Instructions to follow: Only one stretch of the data below is wanted: the lines starting at the one with "KiB record →" and ending at the one with "## Gates (local)", both included, given again exactly.

Dataset extract:
#####

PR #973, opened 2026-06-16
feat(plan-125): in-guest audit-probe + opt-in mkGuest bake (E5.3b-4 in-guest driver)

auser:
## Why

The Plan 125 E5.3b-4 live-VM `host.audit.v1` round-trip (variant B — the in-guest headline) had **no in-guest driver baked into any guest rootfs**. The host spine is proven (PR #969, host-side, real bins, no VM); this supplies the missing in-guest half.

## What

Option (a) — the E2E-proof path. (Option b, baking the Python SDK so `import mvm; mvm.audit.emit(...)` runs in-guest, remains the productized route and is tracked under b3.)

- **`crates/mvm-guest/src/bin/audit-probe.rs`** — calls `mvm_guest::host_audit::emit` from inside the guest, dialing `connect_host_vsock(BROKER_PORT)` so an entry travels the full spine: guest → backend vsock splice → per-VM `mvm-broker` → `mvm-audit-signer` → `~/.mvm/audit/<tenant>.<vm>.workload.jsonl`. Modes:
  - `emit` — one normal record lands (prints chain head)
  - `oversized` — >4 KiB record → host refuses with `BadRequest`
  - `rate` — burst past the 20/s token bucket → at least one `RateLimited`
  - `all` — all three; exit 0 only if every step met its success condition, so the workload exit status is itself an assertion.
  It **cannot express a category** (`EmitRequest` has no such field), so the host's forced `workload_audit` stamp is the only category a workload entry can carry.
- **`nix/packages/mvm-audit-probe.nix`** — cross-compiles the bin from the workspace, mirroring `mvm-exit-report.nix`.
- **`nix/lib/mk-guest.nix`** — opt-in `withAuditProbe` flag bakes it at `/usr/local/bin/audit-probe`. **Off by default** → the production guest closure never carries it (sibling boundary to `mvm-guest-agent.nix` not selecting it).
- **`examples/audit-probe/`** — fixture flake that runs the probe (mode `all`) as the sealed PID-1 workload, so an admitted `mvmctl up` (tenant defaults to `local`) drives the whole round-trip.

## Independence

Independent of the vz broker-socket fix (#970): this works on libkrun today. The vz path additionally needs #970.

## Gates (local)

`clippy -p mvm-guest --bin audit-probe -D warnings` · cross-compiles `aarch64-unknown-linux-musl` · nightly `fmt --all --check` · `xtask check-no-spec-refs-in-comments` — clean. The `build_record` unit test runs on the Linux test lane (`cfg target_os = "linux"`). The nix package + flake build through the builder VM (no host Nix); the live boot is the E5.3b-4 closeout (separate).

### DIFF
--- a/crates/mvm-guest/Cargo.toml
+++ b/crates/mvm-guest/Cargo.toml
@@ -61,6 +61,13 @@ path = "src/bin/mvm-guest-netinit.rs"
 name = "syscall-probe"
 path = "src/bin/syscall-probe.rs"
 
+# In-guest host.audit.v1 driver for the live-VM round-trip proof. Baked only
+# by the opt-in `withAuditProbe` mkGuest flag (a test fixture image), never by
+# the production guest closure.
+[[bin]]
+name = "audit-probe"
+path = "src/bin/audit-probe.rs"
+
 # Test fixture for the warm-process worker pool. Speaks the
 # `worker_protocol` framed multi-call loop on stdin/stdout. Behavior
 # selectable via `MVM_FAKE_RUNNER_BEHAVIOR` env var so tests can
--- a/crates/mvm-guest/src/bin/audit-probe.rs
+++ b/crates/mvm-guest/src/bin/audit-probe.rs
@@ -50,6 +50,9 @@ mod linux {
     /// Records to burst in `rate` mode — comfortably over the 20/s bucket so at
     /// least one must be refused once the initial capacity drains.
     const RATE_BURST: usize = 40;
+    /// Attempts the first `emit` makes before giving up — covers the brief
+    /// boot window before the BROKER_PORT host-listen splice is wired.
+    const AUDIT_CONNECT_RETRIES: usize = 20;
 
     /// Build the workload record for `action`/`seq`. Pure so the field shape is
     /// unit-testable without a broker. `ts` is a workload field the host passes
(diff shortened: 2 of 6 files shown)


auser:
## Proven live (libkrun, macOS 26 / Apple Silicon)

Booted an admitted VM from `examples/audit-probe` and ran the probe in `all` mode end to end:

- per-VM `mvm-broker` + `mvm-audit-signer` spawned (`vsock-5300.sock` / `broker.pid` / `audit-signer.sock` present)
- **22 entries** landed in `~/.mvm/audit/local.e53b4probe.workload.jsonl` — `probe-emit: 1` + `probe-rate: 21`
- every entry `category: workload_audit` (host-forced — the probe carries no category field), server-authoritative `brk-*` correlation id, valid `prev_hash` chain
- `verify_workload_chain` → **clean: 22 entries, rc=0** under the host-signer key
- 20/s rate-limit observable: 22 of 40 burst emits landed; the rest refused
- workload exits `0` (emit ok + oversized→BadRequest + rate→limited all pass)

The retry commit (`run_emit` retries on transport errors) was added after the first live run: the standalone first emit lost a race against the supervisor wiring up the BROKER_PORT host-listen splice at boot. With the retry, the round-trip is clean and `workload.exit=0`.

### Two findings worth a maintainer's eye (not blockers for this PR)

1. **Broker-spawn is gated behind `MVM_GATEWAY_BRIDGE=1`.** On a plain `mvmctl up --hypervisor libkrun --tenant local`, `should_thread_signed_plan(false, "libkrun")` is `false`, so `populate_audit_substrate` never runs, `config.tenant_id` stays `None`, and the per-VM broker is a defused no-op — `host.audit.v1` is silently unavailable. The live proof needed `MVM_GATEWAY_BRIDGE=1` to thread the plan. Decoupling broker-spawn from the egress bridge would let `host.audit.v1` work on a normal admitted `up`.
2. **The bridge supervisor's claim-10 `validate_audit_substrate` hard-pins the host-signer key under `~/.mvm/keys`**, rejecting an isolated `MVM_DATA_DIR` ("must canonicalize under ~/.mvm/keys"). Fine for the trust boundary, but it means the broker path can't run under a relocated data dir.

#####

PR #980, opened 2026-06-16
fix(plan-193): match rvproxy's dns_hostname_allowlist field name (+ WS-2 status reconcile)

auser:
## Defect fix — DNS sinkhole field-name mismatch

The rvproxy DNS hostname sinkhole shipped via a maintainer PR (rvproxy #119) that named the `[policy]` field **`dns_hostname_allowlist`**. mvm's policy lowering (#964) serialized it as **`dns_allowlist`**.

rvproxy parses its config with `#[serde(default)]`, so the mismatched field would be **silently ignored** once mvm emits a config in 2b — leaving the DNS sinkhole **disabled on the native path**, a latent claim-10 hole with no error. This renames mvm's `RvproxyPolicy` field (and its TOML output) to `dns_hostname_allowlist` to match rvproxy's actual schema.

#####

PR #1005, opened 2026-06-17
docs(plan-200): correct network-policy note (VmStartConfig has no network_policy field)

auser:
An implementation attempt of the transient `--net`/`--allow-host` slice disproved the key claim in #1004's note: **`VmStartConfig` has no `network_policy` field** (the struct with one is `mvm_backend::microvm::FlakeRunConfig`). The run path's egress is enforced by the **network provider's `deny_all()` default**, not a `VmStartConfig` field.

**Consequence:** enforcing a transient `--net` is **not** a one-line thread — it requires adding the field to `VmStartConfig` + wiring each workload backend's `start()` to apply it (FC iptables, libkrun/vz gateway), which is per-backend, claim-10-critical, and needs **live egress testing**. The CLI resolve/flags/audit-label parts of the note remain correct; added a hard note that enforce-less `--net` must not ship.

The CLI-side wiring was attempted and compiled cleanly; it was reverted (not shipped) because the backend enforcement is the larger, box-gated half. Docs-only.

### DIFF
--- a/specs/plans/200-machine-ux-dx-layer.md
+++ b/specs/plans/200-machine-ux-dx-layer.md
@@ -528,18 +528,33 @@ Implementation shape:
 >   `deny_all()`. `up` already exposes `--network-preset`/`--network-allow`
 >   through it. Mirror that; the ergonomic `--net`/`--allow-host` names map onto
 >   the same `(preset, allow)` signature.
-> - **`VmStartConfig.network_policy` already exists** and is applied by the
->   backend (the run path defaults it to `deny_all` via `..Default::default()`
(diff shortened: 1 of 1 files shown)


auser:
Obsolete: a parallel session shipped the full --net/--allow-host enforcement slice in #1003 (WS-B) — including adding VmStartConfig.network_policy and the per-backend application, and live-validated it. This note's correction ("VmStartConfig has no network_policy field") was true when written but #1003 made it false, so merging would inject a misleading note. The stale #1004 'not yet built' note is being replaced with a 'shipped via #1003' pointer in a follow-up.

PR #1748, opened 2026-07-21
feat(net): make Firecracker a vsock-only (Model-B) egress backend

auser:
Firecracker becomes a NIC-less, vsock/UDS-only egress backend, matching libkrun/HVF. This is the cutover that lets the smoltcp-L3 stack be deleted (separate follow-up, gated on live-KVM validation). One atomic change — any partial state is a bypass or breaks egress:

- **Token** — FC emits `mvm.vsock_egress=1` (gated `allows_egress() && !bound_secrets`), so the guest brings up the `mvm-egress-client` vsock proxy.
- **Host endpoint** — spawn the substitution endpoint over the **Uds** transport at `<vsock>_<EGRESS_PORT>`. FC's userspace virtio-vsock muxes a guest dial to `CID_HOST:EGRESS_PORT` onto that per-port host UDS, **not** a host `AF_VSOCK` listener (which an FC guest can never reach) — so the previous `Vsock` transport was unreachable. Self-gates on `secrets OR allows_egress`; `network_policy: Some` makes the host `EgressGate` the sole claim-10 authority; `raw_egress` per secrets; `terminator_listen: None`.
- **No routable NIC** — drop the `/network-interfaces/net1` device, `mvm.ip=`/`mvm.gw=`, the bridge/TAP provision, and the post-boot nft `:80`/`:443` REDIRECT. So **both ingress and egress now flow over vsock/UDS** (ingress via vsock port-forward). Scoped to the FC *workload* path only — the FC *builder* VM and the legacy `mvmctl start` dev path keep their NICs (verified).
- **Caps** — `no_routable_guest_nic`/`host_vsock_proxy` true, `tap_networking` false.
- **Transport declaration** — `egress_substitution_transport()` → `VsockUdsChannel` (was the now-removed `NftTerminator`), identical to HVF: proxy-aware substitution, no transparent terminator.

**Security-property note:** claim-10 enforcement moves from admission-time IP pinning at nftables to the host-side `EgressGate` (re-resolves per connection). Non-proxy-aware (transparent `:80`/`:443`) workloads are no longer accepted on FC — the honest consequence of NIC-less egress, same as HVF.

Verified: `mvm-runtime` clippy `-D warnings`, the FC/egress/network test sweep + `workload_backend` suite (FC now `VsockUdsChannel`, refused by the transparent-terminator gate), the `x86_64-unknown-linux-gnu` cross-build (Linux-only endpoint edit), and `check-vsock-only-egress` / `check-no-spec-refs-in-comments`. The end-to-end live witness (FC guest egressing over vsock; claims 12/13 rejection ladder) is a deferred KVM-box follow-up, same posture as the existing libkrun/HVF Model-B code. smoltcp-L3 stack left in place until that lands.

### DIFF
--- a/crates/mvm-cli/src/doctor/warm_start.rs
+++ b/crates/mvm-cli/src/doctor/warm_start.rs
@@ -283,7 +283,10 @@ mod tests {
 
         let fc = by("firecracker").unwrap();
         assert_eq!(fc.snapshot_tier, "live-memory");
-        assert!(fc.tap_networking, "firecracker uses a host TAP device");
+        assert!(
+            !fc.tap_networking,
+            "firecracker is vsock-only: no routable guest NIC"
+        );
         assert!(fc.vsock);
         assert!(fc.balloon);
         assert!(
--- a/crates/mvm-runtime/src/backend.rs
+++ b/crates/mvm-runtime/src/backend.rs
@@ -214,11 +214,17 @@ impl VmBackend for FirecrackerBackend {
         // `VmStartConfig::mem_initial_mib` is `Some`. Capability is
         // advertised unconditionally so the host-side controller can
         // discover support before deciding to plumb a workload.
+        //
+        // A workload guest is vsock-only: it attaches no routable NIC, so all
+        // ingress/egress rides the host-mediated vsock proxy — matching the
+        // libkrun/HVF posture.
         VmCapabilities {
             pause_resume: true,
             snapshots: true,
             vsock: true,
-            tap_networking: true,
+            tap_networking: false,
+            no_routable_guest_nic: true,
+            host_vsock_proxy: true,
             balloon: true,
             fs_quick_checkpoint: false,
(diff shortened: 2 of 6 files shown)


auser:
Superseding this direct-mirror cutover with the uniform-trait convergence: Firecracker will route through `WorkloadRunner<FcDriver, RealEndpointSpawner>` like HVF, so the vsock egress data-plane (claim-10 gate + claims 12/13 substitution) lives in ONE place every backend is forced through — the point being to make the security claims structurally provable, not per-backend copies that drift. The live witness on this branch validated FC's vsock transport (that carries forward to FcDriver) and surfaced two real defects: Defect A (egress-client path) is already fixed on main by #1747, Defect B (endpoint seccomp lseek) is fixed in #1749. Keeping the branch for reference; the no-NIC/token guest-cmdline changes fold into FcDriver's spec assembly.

#####

Output of the task:
  - `oversized` — >4 KiB record → host refuses with `BadRequest`
  - `rate` — burst past the 20/s token bucket → at least one `RateLimited`
  - `all` — all three; exit 0 only if every step met its success condition, so the workload exit status is itself an assertion.
  It **cannot express a category** (`EmitRequest` has no such field), so the host's forced `workload_audit` stamp is the only category a workload entry can carry.
- **`nix/packages/mvm-audit-probe.nix`** — cross-compiles the bin from the workspace, mirroring `mvm-exit-report.nix`.
- **`nix/lib/mk-guest.nix`** — opt-in `withAuditProbe` flag bakes it at `/usr/local/bin/audit-probe`. **Off by default** → the production guest closure never carries it (sibling boundary to `mvm-guest-agent.nix` not selecting it).
- **`examples/audit-probe/`** — fixture flake that runs the probe (mode `all`) as the sealed PID-1 workload, so an admitted `mvmctl up` (tenant defaults to `local`) drives the whole round-trip.

## Independence

Independent of the vz broker-socket fix (#970): this works on libkrun today. The vz path additionally needs #970.

## Gates (local)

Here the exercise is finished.